◆ **Requirement**: Your response must be the entire set of entries, reproduced word for word.

◆ **Information**:
•••••
PR #4598, opened 2021-03-09
Support suppressing opportunistic compiler warnings

bjorng:
Opportunistic warnings are the warnings that the compiler's optimization and code generating passes emit when they happen to notice potential issues.

One problem with the opportunistic warnings is that there can be inappropriate warnings for perfectly good code, especially if inlining or macros are involved. Therefore, it has been our TO DO list for a long time to implement a way to turn off those warnings.

#4545, which was recently merged, can cause more spurious warnings to appear (because a `fun` that is now inlined could suppress warnings intentionally or unintentionally). Therefore, it's high time to add options to suppress opportunistic warnings.


lib/compiler/doc/src/compile.xml
```diff
@@ -772,29 +772,44 @@ module.beam: module.erl \
...
-	<p>Another class of warnings is generated by the compiler
-	  during optimization and code generation. They warn about
-	  patterns that will never match (such as <c>a=b</c>), guards
-	  that always evaluate to false, and expressions that
-	  always fail (such as <c>atom+42</c>).</p>
-	  <p>Those warnings cannot be disabled (except by
-	  disabling all warnings).</p>
+	<p>Another kind of warnings is <em>opportunistic
+	warnings</em>. They are generated when the compiler
+	<strong>happens</strong> to notice potential issues during
```
michaelklishin, line 777: Should this stress "potential" and not "happens"? Or is it not a given that in some cases e.g. unused returned values would be missed by the compiler?

bjorng: I wanted to emphasize the other kind of problem with opportunistic warnings, namely that not all potential problems are reported. I think it is better to remove the emphasis on "happens".

lib/compiler/doc/src/compile.xml
```diff
@@ -772,29 +772,44 @@ module.beam: module.erl \
...
         </taglist>
 
-	<p>Another class of warnings is generated by the compiler
-	  during optimization and code generation. They warn about
-	  patterns that will never match (such as <c>a=b</c>), guards
-	  that always evaluate to false, and expressions that
-	  always fail (such as <c>atom+42</c>).</p>
-	  <p>Those warnings cannot be disabled (except by
-	  disabling all warnings).</p>
+	<p>Another kind of warnings is <em>opportunistic
```
paulo-ferraz-oliveira, line 775:
```suggestion
	<p>Other kinds of warnings are <em>opportunistic
```

lib/compiler/doc/src/compile.xml
```diff
@@ -772,29 +772,44 @@ module.beam: module.erl \
...
+	generation.</p>
 
-	  <note>
-	    <p>The compiler does not warn for expressions that it
+	<note>
+	  <p>The compiler does not warn for expressions that it
           does not attempt to optimize. For example, the compiler tries
           to evaluate <c>1/0</c>, detects that it will cause an
 	  exception, and emits a warning. However,
 	  the compiler is silent about the similar expression,
```
paulo-ferraz-oliveira, line 785:
```suggestion
	  the compiler is silent about similar expression
```

lib/compiler/doc/src/compile.xml
```diff
@@ -772,29 +772,44 @@ module.beam: module.erl \
...
 	  <c>X/0</c>, because of the variable in it. Thus, the compiler does
 	  not even try to evaluate and therefore it emits no warnings.</p>
-          </note>
+          <p>Therefore, the absence of warnings does not mean that
```
paulo-ferraz-oliveira, line 788:
```suggestion
          <p>The absence of warnings does not mean that
```

lib/compiler/doc/src/compile.xml
```diff
@@ -772,29 +772,44 @@ module.beam: module.erl \
...
+          <item><p>Disable warnings for expressions that will always
+          fail (such as <c>atom+42</c>).</p></item>
+
+          <tag><c>nowarn_ignored</c></tag>
+          <item><p>Disable warnings for expressions whose
+          values are ignored.</p></item>
+
+          <tag><c>nowarn_nomatch</c></tag>
+          <item><p>Disable warnings for patterns that will never match
+          (such as <c>a=b</c>) and for guards that always evalute to
```
paulo-ferraz-oliveira, line 809:
```suggestion
          (such as <c>a=b</c>) and for guards that always evaluate to
```

lib/compiler/doc/src/compile.xml
bjorng: Looking closer at the entire paragraph (written by me a long time ago), I found it very clumsy and decided I needed to rewrite it:

The compiler does not warn for expressions that it does not attempt to optimize. For example, the compiler will emit a warning for `1/0` but not for `X/0`, because `1/0` is a constant expression that the compiler will attempt to evaluate.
•••••
◆ **Task output**:
PR #4598, opened 2021-03-09
Support suppressing opportunistic compiler warnings

bjorng:
Opportunistic warnings are the warnings that the compiler's optimization and code generating passes emit when they happen to notice potential issues.

One problem with the opportunistic warnings is that there can be inappropriate warnings for perfectly good code, especially if inlining or macros are involved. Therefore, it has been our TO DO list for a long time to implement a way to turn off those warnings.

#4545, which was recently merged, can cause more spurious warnings to appear (because a `fun` that is now inlined could suppress warnings intentionally or unintentionally). Therefore, it's high time to add options to suppress opportunistic warnings.


lib/compiler/doc/src/compile.xml
```diff
@@ -772,29 +772,44 @@ module.beam: module.erl \
...
-	<p>Another class of warnings is generated by the compiler
-	  during optimization and code generation. They warn about
-	  patterns that will never match (such as <c>a=b</c>), guards
-	  that always evaluate to false, and expressions that
-	  always fail (such as <c>atom+42</c>).</p>
-	  <p>Those warnings cannot be disabled (except by
-	  disabling all warnings).</p>
+	<p>Another kind of warnings is <em>opportunistic
+	warnings</em>. They are generated when the compiler
+	<strong>happens</strong> to notice potential issues during
```
michaelklishin, line 777: Should this stress "potential" and not "happens"? Or is it not a given that in some cases e.g. unused returned values would be missed by the compiler?

bjorng: I wanted to emphasize the other kind of problem with opportunistic warnings, namely that not all potential problems are reported. I think it is better to remove the emphasis on "happens".

lib/compiler/doc/src/compile.xml
```diff
@@ -772,29 +772,44 @@ module.beam: module.erl \
...
         </taglist>
 
-	<p>Another class of warnings is generated by the compiler
-	  during optimization and code generation. They warn about
-	  patterns that will never match (such as <c>a=b</c>), guards
-	  that always evaluate to false, and expressions that
-	  always fail (such as <c>atom+42</c>).</p>
-	  <p>Those warnings cannot be disabled (except by
-	  disabling all warnings).</p>
+	<p>Another kind of warnings is <em>opportunistic
```
paulo-ferraz-oliveira, line 775:
```suggestion
	<p>Other kinds of warnings are <em>opportunistic
```

lib/compiler/doc/src/compile.xml
```diff
@@ -772,29 +772,44 @@ module.beam: module.erl \
...
+	generation.</p>
 
-	  <note>
-	    <p>The compiler does not warn for expressions that it
+	<note>
+	  <p>The compiler does not warn for expressions that it
           does not attempt to optimize. For example, the compiler tries
           to evaluate <c>1/0</c>, detects that it will cause an
 	  exception, and emits a warning. However,
 	  the compiler is silent about the similar expression,
```
paulo-ferraz-oliveira, line 785:
```suggestion
	  the compiler is silent about similar expression
```

lib/compiler/doc/src/compile.xml
```diff
@@ -772,29 +772,44 @@ module.beam: module.erl \
...
 	  <c>X/0</c>, because of the variable in it. Thus, the compiler does
 	  not even try to evaluate and therefore it emits no warnings.</p>
-          </note>
+          <p>Therefore, the absence of warnings does not mean that
```
paulo-ferraz-oliveira, line 788:
```suggestion
          <p>The absence of warnings does not mean that
```

lib/compiler/doc/src/compile.xml
```diff
@@ -772,29 +772,44 @@ module.beam: module.erl \
...
+          <item><p>Disable warnings for expressions that will always
+          fail (such as <c>atom+42</c>).</p></item>
+
+          <tag><c>nowarn_ignored</c></tag>
+          <item><p>Disable warnings for expressions whose
+          values are ignored.</p></item>
+
+          <tag><c>nowarn_nomatch</c></tag>
+          <item><p>Disable warnings for patterns that will never match
+          (such as <c>a=b</c>) and for guards that always evalute to
```
paulo-ferraz-oliveira, line 809:
```suggestion
          (such as <c>a=b</c>) and for guards that always evaluate to
```

lib/compiler/doc/src/compile.xml
bjorng: Looking closer at the entire paragraph (written by me a long time ago), I found it very clumsy and decided I needed to rewrite it:

The compiler does not warn for expressions that it does not attempt to optimize. For example, the compiler will emit a warning for `1/0` but not for `X/0`, because `1/0` is a constant expression that the compiler will attempt to evaluate.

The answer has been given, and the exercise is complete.